PR #1251, opened 2025-08-27
crs from geodataframe has priority over catalog crs

### LINKED ISSUE #1238: Use of crs argument in the DataCatalog
### HydroMT version checks

### Reproducible Example

data_catalog.get_geodataframe with a source that contains crs argument (eg hydro_reservoirs)

### Current behaviour

From the log, it seems the CRS is overwritten. In the previous version, the CRS argument from the data catalog would only be used if it could not be derived from the file (ie geom.crs is None). If CRS can be derived from the file then the data catalog CRS is ignored and fullfills its role as metadata.

The message from the model build log:

```
2025-08-15 13:28:09,053 - hydromt.data_catalog.drivers.geodataframe.pyogrio_driver - pyogrio_driver - WARNING - Overwriting crs of GeoDataFrame to EPSG:4326
```

### Desired behaviour

CRS is not overwritten

### Additional context

_No response_

hboisgon:
## Issue addressed

Fixes #1238 

## Explanation

Data catalog crs should only be used if not defined within the file attributes itself.
While checking other drivers, crs conversion is actually (properly) done in self.transform so in the data adapters rather than in the drivers. There the behavior is as expected.
So I removed this incorrect part form geodataframe driver.

## General Checklist

- [ ] Updated documentation
- [ ] Updated changelog.rst

## Data/Catalog checklist

### DIFF
--- a/hydromt/data_catalog/drivers/geodataframe/pyogrio_driver.py
+++ b/hydromt/data_catalog/drivers/geodataframe/pyogrio_driver.py
@@ -66,9 +66,18 @@ class PyogrioDriver(GeoDataFrameDriver):
         if metadata is not None:
             crs = metadata.crs
         if crs is not None:
-            if gdf.crs is not None:
-                logger.warning(f"Overwriting crs of GeoDataFrame to {crs}")
-            gdf.set_crs(crs)
+            if gdf.crs is None:
+                logger.info(f"Setting crs of GeoDataFrame from catalog crs: {crs}")
+                gdf.set_crs(crs)
+            elif gdf.crs != crs:
+                logger.warning(
+                    f"CRS of GeoDataFrame {gdf.crs} does not match catalog metadata "
+                    f"CRS: {crs}. Keeping the original CRS."
+                )
+        elif gdf.crs is None:
+            raise ValueError(
+                "The GeoDataFrame has no CRS. Set one using the crs option."
+            )
 
         if gdf.index.size == 0:
             exec_nodata_strat(f"No data from driver {self}'.", strategy=handle_nodata)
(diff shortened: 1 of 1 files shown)


hydromt/data_catalog/drivers/geodataframe/pyogrio_driver.py
```diff
@@ -62,14 +67,6 @@ def read(
...
             raise IOError(f"DataFrame from uri: '{_uri}' contains no geometry column.")
 
-        crs = None
-        if metadata is not None:
-            crs = metadata.crs
-        if crs is not None:
-            if gdf.crs is not None:
-                logger.warning(f"Overwriting crs of GeoDataFrame to {crs}")
-            gdf.set_crs(crs)
-
```
LuukBlom, line 72: I dont know if I agree with the issue

The issue says 
> In the previous version, the CRS argument from the data catalog would only be used if it could not be derived from the file (ie geom.crs is None). If CRS can be derived from the file then the data catalog CRS is ignored and fullfills its role as metadata.

But to me it seems that a `crs` argument to `read()`, means that whatever is returned will have that crs. So we either set the crs if the gdf doesnt have it, or we reproject it to convert the crs.

So this code could be:
```python
crs = None
if metadata is not None:
    crs = metadata.crs
if crs is not None:
    if gdf.crs is None:
        logger.warning(f"No crs defined for GeoDataFrame, setting crs to {crs}")
        gdf.set_crs(crs)
    else:
        logger.warning(f"Reprojecting GeoDataFrame from {gdf.crs} to {crs}")
        gdf.to_crs(crs)
```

====

• TASK GOAL:
Take from the material above the lines running from the one with "data from driver" through the one with "The issue says", and repeat them exactly, with nothing else.

• YOUR RESPONSE:
             exec_nodata_strat(f"No data from driver {self}'.", strategy=handle_nodata)
(diff shortened: 1 of 1 files shown)


hydromt/data_catalog/drivers/geodataframe/pyogrio_driver.py
```diff
@@ -62,14 +67,6 @@ def read(
...
             raise IOError(f"DataFrame from uri: '{_uri}' contains no geometry column.")
 
-        crs = None
-        if metadata is not None:
-            crs = metadata.crs
-        if crs is not None:
-            if gdf.crs is not None:
-                logger.warning(f"Overwriting crs of GeoDataFrame to {crs}")
-            gdf.set_crs(crs)
-
```
LuukBlom, line 72: I dont know if I agree with the issue

The issue says 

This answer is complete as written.